I'd imagine this is probably something taught in classes, but as I a self-taught programmer, I've only seen it rarely.

I've gathered it is something to do with the time, and O(1) is the best, while stuff like O(n^n) is very bad, but could someone point me to a basic explanation of what it actually represents, and where these numbers come from?

Answer 1

Big O refers to the worst case run-time order. It is used to show how well an algorithm scales based on the size of the data set (n->number of items).

Since we are only concerned with the order, constant multipliers are ignored, and any terms which increase less quickly than the dominant term are also removed. Some examples:

A single operation or set of operations is O(1), since it takes some constant time (does not vary based on data set size).

A loop is O(n). Each element in the data set is looped over.

A nested loop is O(n^2). A nested nested loop is O(n^3), and onward.

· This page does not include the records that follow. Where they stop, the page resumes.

PR #1883, opened 2021-09-17
Team layouts copy changes

amacneil:
**User-Facing Changes**
Minor updates to copy in team layouts feature

**Description**
See PR diff

### DIFF
--- a/packages/studio-base/src/components/LayoutBrowser/LayoutRow.tsx
+++ b/packages/studio-base/src/components/LayoutBrowser/LayoutRow.tsx
@@ -226,22 +226,21 @@ export default function LayoutRow({
       disabled: layoutIsShared(layout) && !isOnline,
       secondaryText: layoutIsShared(layout) && !isOnline ? "Offline" : undefined,
     },
-    {
+    // For shared layouts, duplicate first requires saving or discarding changes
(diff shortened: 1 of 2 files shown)


packages/studio-base/src/components/LayoutBrowser/LayoutRow.tsx
```diff
@@ -226,37 +226,36 @@ export default function LayoutRow({
       disabled: layoutIsShared(layout) && !isOnline,
       secondaryText: layoutIsShared(layout) && !isOnline ? "Offline" : undefined,
     },
-    {
+    // For shared layouts, duplicate first requires saving or discarding changes
```
jtbandes, line 229: This seems like it could be a little confusing why the menu item isn’t available in certain circumstances. I guess being disabled can also be confusing 🤷

amacneil: the menu item is still there, it's just in a different place (above the separator). I guess I should check the logic, but I'm pretty sure you will always either see one or the other

amacneil: yeah just checked, one of these items will always show

PR #1885, opened 2021-09-17
Add mcap package with Message Capture parsing support

jtbandes:
**User-Facing Changes**
None

**Description**
Adds a workspace package `@foxglove/mcap` with parsing support for the nascent mcap file format. This PR contains no Studio integration, just adding the package since it's begun to stabilize.

The package includes a validate script which can be used to test with local .mcap files:

```sh
$ yarn workspace @foxglove/mcap validate /path/to/file.mcap [--deserialize [--dump]]
Reading gps.mcap
Read 886.10kiB in 89.54ms (9.66MiB/sec)
Record counts:
       1 Chunk
      22 ChannelInfo
   30445 Message
       1 Footer
```

Because the file format and especially the parser is still evolving, we'll keep it in the studio repo for now and later move it into a separate repo.


packages/mcap/package.json
```diff
@@ -0,0 +1,38 @@
+{
+  "name": "@foxglove/mcap",
```
defunctzombie, line 2: We might be able to get `mcap`

packages/mcap/src/McapReader.ts
```diff
@@ -0,0 +1,152 @@
...
+   * be processed after each chunk record itself.
+   */
+  includeChunks?: boolean;
+
+  /**
+   * When a compressed chunk is encountered, the entry in `decompressHandlers` corresponding to the
+   * compression will be called to decompress the chunk data.
+   */
+  decompressHandlers?: {
+    [compression: string]: (buffer: DataView, decompressedSize: bigint) => DataView;
```
defunctzombie, line 24: `buffer: Uint8Array` feels more conventional for "this is a buffer"

packages/mcap/src/McapReader.ts
```diff
@@ -0,0 +1,152 @@
...
+  };
+};
+
+/**
+ * A streaming reader for Message Capture files.
+ */
+export default class McapReader {
+  private buffer = new StreamBuffer(MCAP_MAGIC.length * 2);
```
defunctzombie, line 32: prefix these with `_` since they are still technically visible in the instance object to mark them as "don't touch"

packages/mcap/src/McapReader.ts
```diff
@@ -0,0 +1,152 @@
...
+  }
+
+  append(data: Uint8Array): void {
+    if (this.doneReading) {
+      throw new Error("Already done reading");
+    }
+    this.buffer.append(data);
+  }
+
+  nextRecord(): McapRecord | undefined {
```
defunctzombie, line 58: Comments for `nextRecord()` and `read` ?

Does this block? Example of how someone is meant to use this would be good in the comment as well.

packages/mcap/src/McapReader.ts
```diff
@@ -0,0 +1,152 @@
...
+  private includeChunks;
+  private doneReading = false;
+  private generator = this.read();
+
+  constructor({ includeChunks = false, decompressHandlers = {} }: McapReaderOptions = {}) {
+    this.includeChunks = includeChunks;
+    this.decompressHandlers = decompressHandlers;
+  }
+
+  done(): boolean {
```
defunctzombie, line 43: What's the benefit of marking the reader as done?

packages/mcap/src/McapReader.ts
```diff
@@ -0,0 +1,152 @@
...
+    return this.doneReading;
+  }
+
+  bytesRemaining(): number {
```
defunctzombie, line 47: Is this appended but unread bytes?

packages/mcap/src/McapReader.ts
```diff
@@ -0,0 +1,152 @@
...
+   */
+  decompressHandlers?: {
+    [compression: string]: (buffer: DataView, decompressedSize: bigint) => DataView;
+  };
+};
+
+/**
+ * A streaming reader for Message Capture files.
+ */
+export default class McapReader {
```
defunctzombie, line 31: This class could use a comment on usage - I generally like the minimal API surface tho 👍

packages/mcap/src/McapReader.ts
jtbandes: where are we on `#` support?

packages/mcap/src/McapReader.ts
jtbandes: yep

packages/mcap/src/McapReader.ts
jtbandes: largely useful for testing and asserting that there are no extraneous bytes in the stream

packages/mcap/src/McapReader.ts
defunctzombie: I think we need to change our targets to es2021 and we are good to go.

packages/mcap/src/McapReader.ts
defunctzombie: Other names I've seen for this in apis: `finalize`

jtbandes: this isn't a mutating method, it's a status check ... could rename it to `isDone`? or `get done()`?

defunctzombie: Oh I see - cause the done state is indicated by having read the end of the file. Ok.

Issue #1873, opened 2021-09-15
Could not find chart with id


amacneil:
**Description**
All I did was try to add a plot panel and I got this error.

![Screenshot from 2021-09-15 16-05-27](https://user-images.githubusercontent.com/637671/133524443-7932d052-48e3-41c9-9225-7fefd8800626.png)

amacneil:
Still happening on main

PR #1886, opened 2021-09-17
Fix: avoid sending chart rpc if the chart has unmounted

defunctzombie:
**User-Facing Changes**
Ideally none - if a user does encounter this error in production we will have a better indication of why.

**Description**

This change alters the logic around initializing, registering, and unregistering rpc workers.

Previously, the Chart logic would register itself in a memo, and unregister in a layout effect. In development, hot reloading would cause the effect to run which destroyed the id and unregistered the id. The component remained mounted and future rpc calls would fail because the ID was destroyed.

The new logic puts rpc registration and unregistration in the same effect. It also adds checks to see if the chart has already been initialized and throws an error indicating this. In production we should not expect to see this error as the effect should only run once on initial mount. If the error does happen, we know something caused the effect to run and will need to investigate further.

Fixes: #1873

### DIFF
--- a/packages/studio-base/src/components/Chart/index.tsx
+++ b/packages/studio-base/src/components/Chart/index.tsx
@@ -74,6 +74,12 @@ function rpcMouseEvent(event: React.MouseEvent<HTMLCanvasElement>) {
   };
 }
 
+type RpcSend = <T extends unknown>(
+  topic: string,
+  payload?: Record<string, unknown>,
+  transferables?: (Transferable | OffscreenCanvas)[],
+) => Promise<T>;
+
 // Chart component renders data using workers with chartjs offscreen canvas
 function Chart(props: Props): JSX.Element {
   const [id] = useState(() => uuidv4());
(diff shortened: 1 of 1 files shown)


packages/studio-base/src/components/Chart/index.tsx
```diff
@@ -87,30 +91,44 @@ function Chart(props: Props): JSX.Element {
...
+
+  const rpcSendRef = useRef<RpcSend | undefined>();
+  const rpcSend = rpcSendRef.current;
+
+  useLayoutEffect(() => {
+    if (initialized.current) {
+      if (process.env.NODE_ENV === "development") {
+        throw new Error("Chart does not support hot-reloading - please reload the panel");
+      } else {
+        throw new Error("Chart has re-initialized expectedly");
```
jtbandes, line 108: unexpectedly?

packages/studio-base/src/components/Chart/index.tsx
```diff
@@ -87,30 +91,44 @@ function Chart(props: Props): JSX.Element {
...
-    return webWorkerManager.registerWorkerListener(id);
-  }, [id]);
+  type RpcSend = <T extends unknown>(
+    topic: string,
+    payload?: Record<string, unknown>,
+    transferables?: (Transferable | OffscreenCanvas)[],
+  ) => Promise<T>;
+
+  const rpcSendRef = useRef<RpcSend | undefined>();
+  const rpcSend = rpcSendRef.current;
```
jtbandes, line 101: It seems weird to have `[rpcSend]` as a dep in certain hooks below. Isn't the point of using a ref that the hook function bodies will access `rpcSendRef.current` to avoid unnecessary dependencies?

defunctzombie: Updated to use the ref directly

Things like binary tree searching are log(n), which is more difficult to show, but at every level in the tree, the possible number of solutions is halved, so the number of levels is log(n) (provided the tree is balanced).

Something like finding the sum of a set of numbers that is closest to a given value is O(n!), since the sum of each subset needs to be calculated. This is very bad.

Answer 2

It's a way of expressing time complexity.

O(n) means for n elements in a list, it takes n computations to sort the list. Which isn't bad at all. Each increase in n increases time complexity linearly.

O(n^n) is bad, because the amount of computation required to perform a sort (or whatever you are doing) will exponentially increase as you increase n.

O(1) is the best, as it means 1 computation to perform a function, think of hash tables, looking up a value in a hash table has O(1) time complexity.